PROFILE

杉山 登志郎様

 

福井大学 子どものこころの発達研究センター客員教授
専門は児童青年期精神医学
「発達障害」の研究の第一人者として、多方面でご活躍されている

 

※杉山登志郎様に関する詳細は、最後をご覧ください。

 

 

根岸 葉槻(以下、根岸)
「杉山様は長年、発達障害の研究に携わられてきたとのことですが、その中で、愛着問題に目を向けようと思われたきっかけを教えてください。」

 

杉山 登志郎様(以下、杉山)
「長年、児童精神科医として働いていますと、愛着の大切さを身に染みて感じることが多々あります。
私は、愛着の形成は『人間の基礎工事』に該当することだと考えています。
ですので、愛着形成が人生を築いていく上での基盤になると考えたとき、精神科医としてここにも目を向けなければいけないと感じました。

 

根岸
「愛着形成が上手くいかないと、その後の構築も上手くいかないというわけですね。
杉山様がこのように思われた理由として、具体的にどのような出来事があったのでしょうか?」

 

杉山
「私は2001年に、あいち小児保健医療総合センター 児童精神科のチーフとして赴任しました。
そこまで発達障害を主に研究していたため、ここでは子ども虐待に真正面から向き合いたいと、子ども虐待の専門外来をつくりました。
そこで、数百名の子ども虐待の診療を行ったのですが、正直、あまりの重症さに驚かされました。
この時、なぜこのようなことが起きてしまうのだろうと初めて考えさせられたわけですが、そこでいきついた答えが、友田明美教授の研究していた “ 愛着と脳の関係 ” でした。
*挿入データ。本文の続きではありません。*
PR #36557, opened 2022-01-04
Impressionestudio patch: simple article classes

impressionestudio:

### Summary of Changes
The proposed changes affect the class names that relate to an article. The purpose is to have simple, short and easy to remember class names in order to create more complex article layouts in an easier way (with the help of a few changes that I will also propose for custom fields).

Specifically:
- When new class names are added, the old and not useful class names remained for compatibility reasons.
- The old and not useful class names are separated with the special character | so the developers will distinguish them and not use them. (The special character is allowed according to https://stackoverflow.com/questions/448981/which-characters-are-valid-in-css-class-names-selectors.)

### Notes:
- Some guys recommended to use BEM for naming the classes and initially I was using BEM in the proposed changes. But I cancelled using BEM because I don't find it useful. Using BEM, the class names would remain complex and very long.
Also, I think that BEM changed a little some naming rules and I think that there are some inconsistencies in the documentation. For example, the class "search-form__button_size_m" should be "search-form__button_size-m" since the proposed pattern is "block-name__element-name_modifier-name_modifier-value". 
It seems, to me, that BEM has a lot of rules that are not straight. So the final rule I use is: if it is not simple, I do not use it.

For many years, I create websites with high quality templates from scratch (only with Joomla of course) and I don't use purchased templates. So I have faced many cases and requirements and I believe that the proposed changes make things way much better.

(At the bottom of the following closed pull request, you can find a useful chat: https://github.com/joomla/joomla-cms/pull/36422)

### DIFF
--- a/components/com_content/tmpl/article/default.php
+++ b/components/com_content/tmpl/article/default.php
@@ -98,7 +98,7 @@ $isExpired         = !is_null($this->item->publish_down) && $this->item->publish
 	<?php if (isset ($this->item->toc)) :
 		echo $this->item->toc;
 	endif; ?>
-	<div itemprop="articleBody" class="article | com-content-article__body">
+	<div itemprop="articleBody" class="content | com-content-article__body">
 		<?php echo $this->item->text; ?>
 	</div>
 
--- a/components/com_content/tmpl/article/default.php
+++ b/components/com_content/tmpl/article/default.php
@@ -33,10 +33,10 @@ $currentDate       = Factory::getDate()->format('Y-m-d H:i:s');
 $isNotPublishedYet = $this->item->publish_up > $currentDate;
 $isExpired         = !is_null($this->item->publish_down) && $this->item->publish_down < $currentDate;
 ?>
-<div class="com-content-article item-page<?php echo $this->pageclass_sfx; ?>" itemscope itemtype="https://schema.org/Article">
+<div class="article <?php echo $this->pageclass_sfx; ?> | com-content-article item-page<?php echo $this->pageclass_sfx; ?>" itemscope itemtype="https://schema.org/Article">
 	<meta itemprop="inLanguage" content="<?php echo ($this->item->language === '*') ? Factory::getApplication()->get('language') : $this->item->language; ?>">
 	<?php if ($this->params->get('show_page_heading')) : ?>
-	<div class="page-header">
+	<div class="title | page-header">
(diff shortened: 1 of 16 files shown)


dgrammatiko:
I don't think that the `|` is working the way you think it is...

brianteeman:
I will stick by my original comments. These changes are just for personal preference. There are many ways to do things and you can't satisfy everyone all the time. Thats why we have template overrides

impressionestudio:
> I don't think that the `|` is working the way you think it is...

I only want to use it as a symbol for separating the new classes from the old ones. According to StackOverflow, it will not break the code and of course it will not be used as a class. It is something like a comment in the classes.

dgrammatiko:
> and of course it will not be used as a class

Yes because it's a hack, that was my point. Personally, I would prefer not to fight with hacks imposed by the core installation but have solid class names that I can base/extend my work on

chmst:
Already said: Best practice and easy to use are template overrides for own class names.

impressionestudio:
The important issue here is not if it is a personal recommendation, but if it is correct. Facing the issue by using template overrides doesn't mean that there is no problem or that there isn't any better solution than template overrides.

I didn't expect you to totally agree, but at least to admit that there is need to do some improvements. Maybe someone else has better ideas to add. 

Did anybody check the code changes? Nobody said what is wrong.
- Why a template needs two classes "article-info text-muted" in order to give styling to the info elements (e.g. published, created etc) of an article?
- Why there isn't a tag (span) to separate (so I can hide, as an example) the title from the actual value in an info element? You expect to create an override for something simple like that?
- Why the article class names sometimes use "article", sometimes use "page", sometimes "item"?

It seems that in Joomla 5 we will create menus, articles and template overrides using voice and with the help of artificial intelligence, but we will still have the same classes: com-content-article__body, page-header, item-image, and article-info together with text-muted of course! :D:D:D

dgrammatiko:
>  that there isn't any better solution than template overrides.

Actually Joomla users should ALWAYS use overrides for tweaking HTML

> but at least to admit that there is need to do some improvements

The project decided to follow the BEM convention, your proposal is against that decision and actually reverts any work already done in the direction of adhering to BEM

bembelimen:
Hi @impressionestudio thank your for your contributions, I really appreciate your work. But still the arguments from the people here are valid. When we change something then to a standard, not adding classes just because they are "short".

So I will close this PR.

PR #36562, opened 2022-01-04
[4.1] Gettting the router should not be static

laoneo:
### Summary of Changes
The `getRouter` function is still static in the application classes, but it is used in core on instances. Example is here https://github.com/joomla/joomla-cms/blob/4.1-dev/libraries/src/Router/Route.php#L133.

This pr removes the static call as applications can have different implementations and the router of the application should always be accessed on the instance and not statically.

It became static 13 years ago in https://github.com/joomla/joomla-cms/commit/7175d2f3808a8c17421ec988e2ec144ca7f4e263. Time to revert it as we do not work anymore on static application access, more on the instance itself.

This can be considered a BC break but in my eyes, it is a wrong implementation.

cc: @wilsonge 

### Testing Instructions
Open the front end and back end.

All is working.

All is working.


PhilETaylor:
> This can be considered a BC break but in my eyes, it is a wrong implementation.

Probably not possible in 4.1.x then, needs to be done in 5... 

We dont yet have a branch for 5.0-dev :)

wilsonge:
I agree that it's wrong. But it's also a fairly painful b/c break to resolve :( I can't remember the details or discussions - but I remember having to just end up fixing all the current method calls way back https://github.com/joomla/joomla-cms/pull/3548  - this was just due to a phpunit upgrade. but i'm sure there was a conversation about making it non-static again too somewhere. https://developer.joomla.org/joomlacode-archive/issue-33688.html?highlight=WzMzNjg4XQ==

I assume we'll have strict errors again after this in the places I changed above (if they still exist - it's possible with the new router lots of that stuff was cleaned up...) but even if we fix them we still have to account for 3rd party plugins doing similar things :( Thinking things like SH404 or other such extensions that overload bits of the router.

Overall completely agree it shouldn't be static. It just might need to be a 5.0 fix :(

laoneo:
So we have already strict errors right now. Should we fix it in 4 and then in 5 revert to none static?

libraries/src/Application/SiteApplication.php
```diff
@@ -378,7 +378,7 @@ public function getPathway($name = 'site', $options = array())
 	 *
 	 * @since	3.2
 	 */
-	public static function getRouter($name = 'site', array $options = array())
+	public function getRouter($name = 'site', array $options = array())
```
PhilETaylor:
```suggestion
	public function getRouter($name = 'site', array $options = [])
```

」

 

根岸
「その点に関して、もう少し詳しくお聞きしても宜しいでしょうか?」

 

杉山
虐待を受けると、脳自体が変形し、また機能が損なわれ、発達障害のような状態になってしまいます。
ですので虐待を受けた子どもを、ただの情緒障害として捉えてはいけないとこの時に分かりました。
虐待によって脳が変形し、働きが変わると、発達障害と似た症状だけでなく、解離性障害、また幻覚なども起きてきます。
そしてこの中の1つに、愛着障害も上げることができるんです。
そもそも愛着障害とは、安心が提供されない環境で育った際、人間の基礎工事部分が欠落した状態のことを言います。

 

根岸
「冒頭でも、愛着形成(=基礎工事)のことをお話してくださいましたが、具体的にはどのようなことに関わってくるのでしょうか?」

 

杉山
「愛着形成は様々なことに影響してきます。
それをお伝えする前に、まずは『愛着が形成される仕組み』についてお伝えしたいと思います。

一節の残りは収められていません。